## REQUIRED WORK
Look through the material below and copy exactly the lines from the line with "sam-heilbron, line 342: Any" to the line with "Looks great!", those two lines included.

** Opening SOURCE MATERIAL block **

Issue #4204, opened 2021-01-27
glooctl check configurable timeouts


law10k:
**Is your feature request related to a problem? Please describe.**
Right now `glooctl check` has hardocded timeouts that may not be long for slow network connections and large results.
This should be user configurable.

**Describe the solution you'd like**
An env var or `glooctl.config` option to tuning the read timeouts of the various `glooctl check` calls

**Describe alternatives you've considered**
N/A (?)

**Additional context**

PR #7523, opened 2022-12-07
`glooctl check --check-connection-timeout <string>`

Bslabe123:
# Description

Added  `--check-connection-timeout` flag to `glooctl check` to adjust the cluster connection check timeout.

# Context

Prior to this change we hardcoded the timeout to five seconds which was not sufficient for large clusters given the mechanics of the check. To do this check, we create a settings client and get settings in the cluster and assure that an error has not occurred. The check would ideally be O(1) but in reality is O(#settings in cluster).

# Checklist:

BOT NOTES: 
resolves https://github.com/solo-io/gloo/issues/4204


changelog/v1.14.0-beta2/glooctl-check-timeout.yaml
```diff
@@ -0,0 +1,4 @@
+changelog:
+  - type: NEW_FEATURE
+    description: Added  --timeout flag to `glooctl check` to adjust the cluster connection check timeout.
```
sam-heilbron, line 3: 👏 love the clarity of this changelog!

docs/content/reference/cli/glooctl_check.md
```diff
@@ -24,6 +24,7 @@ glooctl check [flags]
   -p, --pod-selector string               Label selector for pod scanning (default "gloo")
       --read-only                         only do checks that dont require creating resources (i.e. port forwards)
   -r, --resource-namespaces stringArray   Namespaces in which to scan gloo custom resources. If not provided, all watched namespaces (as specified in settings) will be scanned.
+      --timeout float                     cluster connection check timeout (default 5)
```
sam-heilbron, line 27: Sometimes I find timeouts confusing because it's unclear what units the timeout uses, and what it applies to. Can we clarify those two points in our docs so users know when to use this and what impact it has?

projects/gloo/cli/pkg/cmd/check/root.go
```diff
@@ -929,12 +930,12 @@ func renderNamespaceName(namespace, name string) string {
 
 // Checks whether the cluster that the kubeconfig points at is available
 // The timeout for the kubernetes client is set to a low value to notify the user of the failure
-func checkConnection(ctx context.Context, ns string) error {
-	client, err := helpers.GetKubernetesClientWithTimeout(5 * time.Second)
+func checkConnection(ctx context.Context, opts *options.Options) error {
+	client, err := helpers.GetKubernetesClientWithTimeout(time.Duration(int(opts.Check.Timeout * float64(time.Second.Nanoseconds()))))
```
sam-heilbron, line 934: We're converting this to a duration. Any reason we wouldn't just make the timeout variable a string that we unmarshal into a duration. So the user could supply "5s" or "1m" depending on their needs?

projects/gloo/cli/pkg/cmd/options/options.go
```diff
@@ -452,4 +452,7 @@ type Register struct {
 type Check struct {
 	// The maximum length of time to wait before giving up on a secret request. A value of zero means no timeout.
 	SecretClientTimeout time.Duration
+
+	// Timeout for connecting to the cluster
+	Timeout float64
```
nfuden, line 457: It looks like this is not the only timeout.
Have we looked at secretclient timeout and how that is set and how it may or may not interact with this?

It seems confusing to me that we have this timeout that seems to set a default timeout and then a seperate secretclienttimeout. 
What happens if both are set and secret client timeout is higher than this timeout?

Should this be configurable in all the locations that secretclient timeout is configurable?

nfuden (changes requested):
The general idea seems good, however I am concerned with how this diverges from the secretclienttimeout and makes no mention of it.

While I am comfortable with taking a different approach it feels like the prior art was not considered in this case and would want to understand why we are taking the different approach as well as how the two play together.

projects/gloo/cli/pkg/cmd/check/root.go
Bslabe123: That would be more intuitive! Added

Bslabe123:
See: https://github.com/solo-io/gloo/pull/7535

Issue #6771, opened 2022-07-20
expose Envoy route option host_rewrite_path_regex


bcollard:
### Is your feature request related to a problem? Please describe.

Expose Envoy route option `host_rewrite_path_regex`
It allows to dynamically replace the Host value with some part of the path. 

This is a demand from the community.

PR #7566, opened 2022-12-19
6771 expose host rewrite path regex

sheidkamp:
# Description

This ticket exposes Envoy route option `host_rewrite_path_regex`

Manual e2e test:

- Build the gloo docker package: `VERSION=some-version make gloo-docker -B`
- Run Gloo locally backed by a filesystem: https://docs.solo.io/gloo-edge/latest/installation/gateway/development/docker-compose-file/
  - Include the GLOO_VERSION in the `up` command: `GLOO_VERSION=some-version docker-compose up`

Update install/docker-compose-file/data/config/virtualservices/gloo-system/default.yaml
by adding a rewrite rule to the `options` section of a route:

```
      hostRewritePathRegex:
        pattern:
          googleRe2: {}
          regex: ^/(.+)/.+$
        substitution: \1
```

and validate you can see in the config dump
# Context

This option was not exposed. We are now exposing it.

# Checklist:

BOT NOTES: 
resolves https://github.com/solo-io/gloo/issues/6771


projects/gloo/pkg/plugins/basicroute/plugin_test.go
```diff
@@ -545,6 +545,45 @@ var _ = Describe("host rewrite", func() {
 		Expect(err).NotTo(HaveOccurred())
 		Expect(routeAction.GetAutoHostRewrite().GetValue()).To(Equal(true))
 	})
+
+	It("rewrites using regex", func() {
```
sam-heilbron, line 549: This is a great positive test case to verify that when provided a valid regex, we can convert it and place it on the Envoy route. Could we also add a negative test case that verifies when an invalid regex is provided we handle the error cleanly?

projects/gloo/api/v1/options.proto
```diff
@@ -336,6 +336,10 @@ message RouteOptions {
         // This setting is only honored for upstreams that use DNS resolution (i.e., their generated Envoy cluster is
         // of type STRICT_DNS or LOGICAL_DNS -- think aws, azure, or static upstreams with hostnames)
         google.protobuf.BoolValue auto_host_rewrite = 19;
+
+        // Indicates that during forwarding, the host header will be swapped with the result of the regex 
+        // substitution executed on path value with query and fragment removed.
+        .solo.io.envoy.type.matcher.v3.RegexMatchAndSubstitute host_rewrite_path_regex = 146;
```
sam-heilbron, line 342: Any particular reason for this field number?

changelog/v1.14.0-beta2/host_rewrite_header_regex.yaml
```diff
@@ -0,0 +1,4 @@
+changelog:
+  - type: NEW_FEATURE
+    issueLink: https://github.com/solo-io/gloo/issues/6771
+    description: Expose Envoy route option host_rewrite_path_regex
```
sam-heilbron, line 4: nit: Since users rely on these changelogs, we try to make them as informative as possible. Perhaps include why a user would use this field (basically grabbing the comment on the proto definition)

sam-heilbron (commented):
Looks great!

Can we also include some e2e testing for this feature? It could either be an automated in memory e2e test that verifies when we configure the Gloo API, we can query the Envoy Admin Endpoint and confirm that config_dump includes this field. Or a manual test with steps outlined on the PR for a reviewer to follow

projects/gloo/api/v1/options.proto
sheidkamp: The highest number I found in the file was 145:

`ratelimit.options.gloo.solo.io.RateLimitConfigRefs rate_limit_regular_configs = 145;`

So I went one higher

projects/gloo/pkg/plugins/basicroute/plugin_test.go
sheidkamp: Assuming you mean an invalid regex string, like "\\" as the matcher, then the negative tests pass (passing in the wrong type of object makes the compiler cranky and just won't run). Looks like they never get compiled/executed, just have their strings pulled out to recast from Gloo format to Envoy format. I don't see a validation function in the regex utils that we could apply in the regex utils (https://github.com/solo-io/gloo/blob/master/pkg/utils/regexutils/regex.go)

Do we have an existing function that would validate the regex beyond the basic .proto format?

changelog/v1.14.0-beta2/host_rewrite_header_regex.yaml
sheidkamp: updated

projects/gloo/api/external/envoy/api/v2/route/route.proto
```diff
@@ -537,7 +537,7 @@ message RouteAction {
         // downstream or `custom (config_http_conn_man_headers_custom_request_headers)` header.
         // If header value is empty, host header is left intact.
         //
-                //
+        //
```
ianmacclancy, line 540: Nit: This file does not need a modification in this PR

ianmacclancy (commented):
Looks good - will wait for you and Sam to resolve conversations and then ping me for an approval

projects/gloo/api/external/envoy/api/v2/route/route.proto
sheidkamp: What's our general approach in this situation? Revert and leave the bad formatting because the file isn't relevant, or keep the non-functional formatting fix ?

sam-heilbron: I'm in favor of a "see it, fix it" style of approach. Other changes which can cause noise we may want to do in a separate PR, but this doesn't cause noise I don't think

projects/gloo/api/v1/options.proto
sam-heilbron: ah yeah seems like we jump around a bit in this file. Probably fine to leave as is

projects/gloo/pkg/plugins/basicroute/plugin_test.go
sam-heilbron: Oh sorry I meant how can we trigger the case where "ConvertRegexMatchAndSubstitute" returns an error. But it seems like that isn't possible

projects/gloo/api/v1/options.proto
sheidkamp: Looking a little closer at the numbers in that file, it looks like the 141-145 numbers should be read as 14.1-14.5, like sub-bullets. To make the number on this a little less random, I changed it to 10.1 = 10. I don't love it, but I dislike it less.

ianmacclancy (dismissed):

projects/gloo/pkg/plugins/basicroute/plugin_test.go
sheidkamp: Found a way to do it, half for the practice. I don't know if we have a standard practice/library we use, but my monkeypatch solution is in the newest commit.

sam-heilbron (approved):
I followed the steps laid out in the PR: built the images, ran gloo backed by a file system using the images I built, modified the virtual service config, and confirmed that the config dump at the admin endpoint contained the processed settings.

sam-heilbron (approved):
Everything was passing before changelog-bot pushed an update

ianmacclancy (approved):

PR #7570, opened 2022-12-20
Extra Containers and InitContainers

jackstine:
# Description

Including helm properties to include InitContainers and Containers to the gateway proxy deployment.
By applying the following properties to the helm chart `gatewayProxies.gatewayProxy.podTemplate.extraInitContainers` and `gatewayProxies.gatewayProxy.podTemplate.extraContainers` initContainers and containers, respectively, can be attached to the gateway proxy deployment.

Initcontainers has also been added to PodSpecs.

# Context

Users were trying to use `extraInitContainersHelper` which used as a call to a template in helm. What they really need is a property to allow them to add new containers.

# Checklist:


changelog/v1.14.0-beta2/extra-helm-containers.yaml
```diff
@@ -0,0 +1,8 @@
+changelog:
+  - type: NEW_FEATURE
```
kdorosh, line 2: we have a `HELM` changelog type fyi, some customers in the past asked us to separate helm changes / breaks from the core product

sam-heilbron (commented):
Spoke offline, plan is to:
1. Add testing to verify the template changes
2. Add support for initContainers on other deployments (since this only adds support for gateway proxy) since our hope is it will be a quick win while we're in the space and maintain parity across the deployments

install/helm/gloo/templates/7-gateway-proxy-deployment.yaml
```diff
@@ -159,11 +159,19 @@ spec:
...
       terminationGracePeriodSeconds: {{ $spec.podTemplate.terminationGracePeriodSeconds }}
       {{- end }}
-      {{- if $spec.extraInitContainersHelper }}
+      {{- if (or $spec.podTemplate.extraInitContainers $spec.extraInitContainersHelper) }}
       initContainers:
+      {{- if $spec.podTemplate.extraInitContainers }}
+{{ toYaml $spec.podTemplate.extraInitContainers | indent 6 }}
+      {{- end }}
+      {{- if $spec.extraInitContainersHelper }}
       {{- include $spec.extraInitContainersHelper . | nindent 6 }}
```
ben-taussig-solo, line 168: does this need to be wrapped in an `{{- if ... }}` block? or does the `extraInitContainersHelper` necessarily exist if `extraInitContainers` exists?

install/helm/gloo/generate/values.go
```diff
@@ -492,6 +493,8 @@ type GatewayProxyPodTemplate struct {
 	CustomReadinessProbe          *appsv1.Probe         `json:"customReadinessProbe,omitempty"`
 	CustomLivenessProbe           *appsv1.Probe         `json:"customLivenessProbe,omitempty"`
 	ExtraGatewayProxyLabels       map[string]string     `json:"extraGatewayProxyLabels,omitempty" desc:"Optional extra key-value pairs to add to the spec.template.metadata.labels data of the gloo edge gateway-proxy deployment."`
+	ExtraContainers               []interface{}         `json:"extraContainers,omitempty" desc:"Extra [containers](https://kubernetes.io/docs/reference/kubernetes-api/workload-resources/pod-v1/#containers) to be added to the slice of containers on the gateway proxy deployment."`
```
ben-taussig-solo, line 496: Super nit: Is slice the language the K8s uses for lists/arrays/collections of containers? This is really not a super important point but it might be good for clarity to use the language that K8s users.

[Here](https://kubernetes.io/docs/concepts/workloads/pods/init-containers/#understanding-init-containers) it appears that they use the term "array" -- how would you feel about changing this line and the next one to use "array" instead of "slice"?

install/helm/gloo/templates/7-gateway-proxy-deployment.yaml
jackstine: not sure what you mean, these are two different values.

jackstine: one of them can exist without the other

install/helm/gloo/generate/values.go
jackstine: cool.  Yeah Helm uses slice

install/helm/gloo/templates/7-gateway-proxy-deployment.yaml
ben-taussig-solo: On 162 we do `{{- if (or $spec.podTemplate.extraInitContainers $spec.extraInitContainersHelper) }}`

I'm concerned about the case where `$spec.podTemplate.extraInitContainers` is set and `$spec.extraInitContainersHelper` is not -- in that case, should we wrap `{{- include $spec.extraInitContainersHelper . | nindent 6 }}` on line 168 in an `if` block?

ben-taussig-solo: Oh wait there already is an if block.... sorry
resolving this thread

ben-taussig-solo (approved):
Tested e2e with the following steps and everything looks good!

# Testing steps

1. Create kind cluster
   - `kind create cluster --name kind`
2. Prepare helm chart
   - `make clean` to delete all previously created assets
   - `TAGGED_VERSION=v1.14.0-beta1 make gneerate-helm-files`
     - I am using an already existing tag so that I won't have to recreate the docker images. This is not necessary, but it saves time.
3. Prepare Helm values file:
   - ```yaml
     gatewayProxies:
     gatewayProxy:
         podTemplate:
         extraInitContainers:
             - name: init
             image: busybox
             command: ["sh", "-c", "echo 'hello world'"]
        extraContainers:
        # make a long running container because we get a crash loop backoff if the container exits
            - name: long-running
            image: busybox
            command: ["sh", "-c", "while true; do echo 'hello world'; sleep 10; done"]
     ```
   - Save this file as `values.yaml`
4. Install Gloo OSS using newly created helm chart
   - `helm install -n gloo-system --create-namespace gloo install/helm/gloo -f debug_testing/values.yaml`
5. Get all running containers from the `gateway-proxy` deployment and confirm that the long-running container is running
   - `kubectl get pods -n gloo-system -l gloo=gateway-proxy -o jsonpath='{.items[0].status.containerStatuses[*].name}'`
   - `kubectl get pods -n gloo-system -l gloo=gateway-proxy -o jsonpath='{.items[0].status.containerStatuses[*].state}'`
6. Get the completed init container
   - `kubectl get pods -n gloo-system -l gloo=gateway-proxy -o jsonpath='{.items[0].status.initContainerStatuses[0].name}'`
   - `kubectl get pods -n gloo-system -l gloo=gateway-proxy -o jsonpath='{.items[0].status.initContainerStatuses[0].state}'`

ashishb-solo (approved):

PR #8493, opened 2023-07-21
helm test refactor and gw yaml fix

jenshu:
Refactored the helm unit tests so that they actually parse and validate the Gateway yaml instead of just looking for snippets.

Also includes the multi-gateway typo fix from https://github.com/solo-io/gloo/pull/8406 and https://github.com/solo-io/gloo/pull/8476


install/test/helm_test.go
```diff
@@ -2223,23 +2212,21 @@ spec:
   useProxyProto: true
   ssl: true
   proxyNames:
-  - test-name`}
-						for _, gwYaml := range gwYamls {
-							expectCustomResourceSubstring(gwYaml, true)
+  - test-name
+`),
 						}
+						customResources := getCustomResourceManifest(4)
```
jenshu, line 2218: before the helm template fix, this test was previously failing as it was only finding 3 gateways (due to the `---` not being on its own line). after the template fix, this and other similar tests pass.

install/test/helm_test.go
```diff
@@ -2386,7 +2409,7 @@ spec:
 					BeforeEach(func() {
 						prepareMakefile(namespace, helmValues{
 							valuesArgs: []string{
-								"gatewayProxies.gatewayProxy.disabled=true",
+								"gatewayProxies.gatewayProxy.disabled=false",
```
sam-heilbron, line 2412: Why this chage? The test name seems to indicate that the default proxy is disabled

install/test/helm_test.go
```diff
@@ -98,15 +97,19 @@ var _ = Describe("Helm Test", func() {
...
+		getCustomResourceManifest := func(expectedResources int) TestManifest {
 			configMap := getConfigMap(testManifest, namespace, "gloo-custom-resource-config")
-			Expect(configMap.Data).NotTo(BeNil())
-			if contains {
-				Expect(configMap.Data["custom-resources"]).To(ContainSubstring(substr))
-			} else {
-				Expect(configMap.Data["custom-resources"]).NotTo(ContainSubstring(substr))
+			ExpectWithOffset(1, configMap.Data).NotTo(BeNil())
+			customResourceYaml := configMap.Data["custom-resources"]
+			if expectedResources > 0 {
```
sam-heilbron, line 105: nit: What does this assertion provide us? We then assert the number of resources match the expectedResources, and we always create a TestManifest with the yaml, even when the expectedResources is 0

install/test/helm_test.go
jenshu, line 2412: not sure why i changed this to false, let me double check

install/test/helm_test.go
```diff
@@ -98,15 +97,19 @@ var _ = Describe("Helm Test", func() {
 			statsAnnotations map[string]string
 		)
 
-		expectCustomResourceSubstring := func(substr string, contains bool) {
+		// create a TestManifest out of the custom resource yaml from the configmap
+		getCustomResourceManifest := func(expectedResources int) TestManifest {
```
sam-heilbron, line 101: I like this, and I'm happy to keep this as is. It seems like this is used to create the TestManifest and assert the number of resources, and then each test performs assertions on the state of that test manifest. One alternate way we could accomplish this is with:

``` go
func assertCustomResourceManifest(matchers map[string]GomegaMatcher) {
  configMap := getConfigMap(testManifest, namespace, "gloo-custom-resource-config")
  ExpectWithOffset(1, configMap.Data).NotTo(BeNil())
  customResourceYaml := configMap.Data["custom-resources"]
  customResourceManifest := NewTestManifestFromYaml(customResourceYaml)
  ExpectWithOffset(1, manifest.NumResources()).To(HaveLen(matchers))
  
  for matcherKey, matcher := range matchers {
     customResources.ExpectUnstructured("Gateway", namespace, matcherKey).To(matcher)
  }
}

```

In my view this consolidates all assertion logic to a single place instead of spliiting it between the test and the custom utility

install/test/helm_test.go
jenshu: yeah i accidentally changed it when testing. reverted it in 38216cb

install/test/helm_test.go
jenshu: i had added that there so we could exit early before creating the TestManifest (which involves parsing the yaml and creating the Unstructured resources). although i suppose it would only exit early if the manifest was empty in which case there isn't much to parse. i can remove that line

install/test/helm_test.go
jenshu: i like that, will try it

jenshu: updated in 6a4d441

sam-heilbron (dismissed):
Awesome!

install/test/helm_test.go
```diff
@@ -6662,3 +6682,30 @@ func getStructuredDeployment(t TestManifest, resourceName string) *appsv1.Deploy
 
 	return structuredDeployment
 }
+
+func makeUnstructuredGateway(namespace string, name string, ssl bool) *unstructured.Unstructured {
+	port := "8080"
+	gwName := name
+	if ssl {
+		port = "8443"
+		gwName = name + "-ssl"
```
bewebi, line 6691: I think it would be cleaner to either always use the passed name (and expect the caller to give a unique name if it's SSL) or use a function to generate an "ssl name" from a passed name, so that can be used throughout the suite

My preference is the former, we can add a `GatewayProxyNameSsl` const [here](https://github.com/solo-io/gloo/blob/f9c8c422f96e7e20b02e6d8a342df2b2b877d259/projects/gateway/pkg/defaults/gateway.go#L15) and reference that wherever it's needed

install/test/helm_test.go
```diff
@@ -98,15 +96,21 @@ var _ = Describe("Helm Test", func() {
 			statsAnnotations map[string]string
 		)
 
-		expectCustomResourceSubstring := func(substr string, contains bool) {
+		// Create a TestManifest out of the custom resource yaml from the configmap,
+		// and then perform assertions on the resources (which are assumed to all be Gateways).
+		// `matchers` is a map of Gateway name to the assertion to be made on that Gateway.
+		// There must be a matcher for every Gateway that's expected to be in the manifest.
+		assertCustomResourceManifest := func(matchers map[string]types.GomegaMatcher) {
 			configMap := getConfigMap(testManifest, namespace, "gloo-custom-resource-config")
```
bewebi, line 104: Might be worth a comment as to [where this hard-coded string comes from](https://github.com/solo-io/gloo/blob/b7e77c22a5aa547830e4e1114600e1eb8636d1c0/install/helm/gloo/templates/5-resource-configmap.yaml#L4), or even factoring it out (as it's used a few times in the file)

install/test/helm_test.go
```diff
@@ -98,15 +96,21 @@ var _ = Describe("Helm Test", func() {
 			statsAnnotations map[string]string
 		)
 
-		expectCustomResourceSubstring := func(substr string, contains bool) {
+		// Create a TestManifest out of the custom resource yaml from the configmap,
+		// and then perform assertions on the resources (which are assumed to all be Gateways).
+		// `matchers` is a map of Gateway name to the assertion to be made on that Gateway.
+		// There must be a matcher for every Gateway that's expected to be in the manifest.
```
bewebi, line 102: From reading the comment it seems like the test should fail if there is an unexpected gateway in the manifest, but it looks like the code will simply not make an assertion on any gateway for which there is not matcher

I'm having issues running the tests locally which are unrelated, so I'm unable to explore this independently, but assuming this is the case we should either clarify the comment or modify the code to reflect the intended behavior

install/test/helm_test.go
```diff
@@ -1745,7 +1715,8 @@ metadata:
 						name := defaults.GatewayProxyName
 						bindPort := "8080"
 						ssl := "false"
```
bewebi, line 1717: Since we set these variables up top in order to insert them into an otherwise standard hybrid gateway definition, can we definite a function that takes these arguments and outputs the expected hybrid gateway YAML?

This would prevent repetition in `It("sets https hybrid gateway"...`

Otherwise we can refrain from instantiating these vars and pass the hybrid gateway YAML as a single string without concatenation

bewebi: This sentiment is similar to the ALS and Tracing tests below, among others, where we already follow the second paradigm as of this PR

~If we choose to go the first route for hybrid gateways, we probably should for the ALS and Tracing gateways as well~

Given that, we should have the hybrid tests match

Adding (or modifying) functions to generate gateway YAMLs is too large an undertaking for something that's out of scope for this PR

bewebi (commented):
Some comments, mostly nitty and around use of hard-coded/concatenated strings

install/test/helm_test.go
jenshu: below it checks that the number of resources found in the manifest matches the number of matchers you passed in:
`ExpectWithOffset(1, customResourceManifest.NumResources()).To(Equal(len(matchers)))`
so we shouldn't have a case where there is an extra gateway without an associated matcher.
i can add a comment on that line so it's more apparent

install/test/helm_test.go
jenshu: i removed a few instances of these variables (`bindPort := "8080"`...) in favor of putting everything hardcoded into the yaml string, but it looks like i missed a few spots. will update these as well

install/test/helm_test.go
bewebi: Ah, yup, I missed that
As long as it does what the comment says I think it's good as-is, I was just unable to verify myself

install/test/helm_test.go
jenshu: when you create an ssl gateway, our helm template just [appends -ssl](https://github.com/solo-io/gloo/blob/b1d66340f871762fc34c4b1693f63e6c77f563c7/install/helm/gloo/templates/_8-default-gateways.tpl#L66) to the given name. For the proxy name it uses the [original name without ssl](https://github.com/solo-io/gloo/blob/b1d66340f871762fc34c4b1693f63e6c77f563c7/install/helm/gloo/templates/_8-default-gateways.tpl#L107) so we do need the non-ssl name to be passed in. i can move the -ssl append into a function though

jenshu: made a function that appends the "-ssl" 9367bc0

there are still a lot of places where we're using "gateway-proxy" or "gateway-proxy-ssl" hardcoded (instead of the defined const) but i'm inclined not to refactor those since there are ~250 instances of those strings in this file

install/test/helm_test.go
jenshu: added const with comment 0d333c8

install/test/helm_test.go
jenshu: updated in 0d333c8

install/test/helm_test.go
bewebi: Fair enough
That said, if we ever were going to make those changes, now seems like a reasonable time...since this is a refactor PR doing a bulk cleanup is not too significant a stretch of the scope (compared to if we were making actual helm changes, say)

sam-heilbron (approved):
🚀 nice work!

** Closing SOURCE MATERIAL block **

## ANSWER FOR THIS EXERCISE
sam-heilbron, line 342: Any particular reason for this field number?

changelog/v1.14.0-beta2/host_rewrite_header_regex.yaml
```diff
@@ -0,0 +1,4 @@
+changelog:
+  - type: NEW_FEATURE
+    issueLink: https://github.com/solo-io/gloo/issues/6771
+    description: Expose Envoy route option host_rewrite_path_regex
```
sam-heilbron, line 4: nit: Since users rely on these changelogs, we try to make them as informative as possible. Perhaps include why a user would use this field (basically grabbing the comment on the proto definition)

sam-heilbron (commented):
Looks great!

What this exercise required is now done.